> Stored data entries
::::::
PR #3914, opened 2024-07-13
Add support of `ignore` tag for `json.marshal`

VladPavliuk:
Propose an ability to specify optional `ignore` tag for struct fields to exclude them from `json.marshal` json object output.

Example:
```
My_Struct :: struct {
	a: string `json:"-"`,
}

my_struct := My_Struct{
	a = "test",
}

marshaled_data, _ := json.marshal(my_struct)
```
will produce:
```
{}
```


laytan:
IMO it would be better to do `json:"-"` to match `cbor:"-"` and `fmt:"-"` which do the same thing in their respective packages.

gingerBill:
Please use `-` not `_`.

VladPavliuk:
@laytan @gingerBill thanks for pointing that out! I didn't know about that already existing ignore functionality in `cbor` and `fmt`.
The changes where pushed to the branch.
::::::
> Activity
All entries are to be reproduced verbatim, with none omitted.

> Result of this task
PR #3914, opened 2024-07-13
Add support of `ignore` tag for `json.marshal`

VladPavliuk:
Propose an ability to specify optional `ignore` tag for struct fields to exclude them from `json.marshal` json object output.

Example:
```
My_Struct :: struct {
	a: string `json:"-"`,
}

my_struct := My_Struct{
	a = "test",
}

marshaled_data, _ := json.marshal(my_struct)
```
will produce:
```
{}
```


laytan:
IMO it would be better to do `json:"-"` to match `cbor:"-"` and `fmt:"-"` which do the same thing in their respective packages.

gingerBill:
Please use `-` not `_`.

VladPavliuk:
@laytan @gingerBill thanks for pointing that out! I didn't know about that already existing ignore functionality in `cbor` and `fmt`.
The changes where pushed to the branch.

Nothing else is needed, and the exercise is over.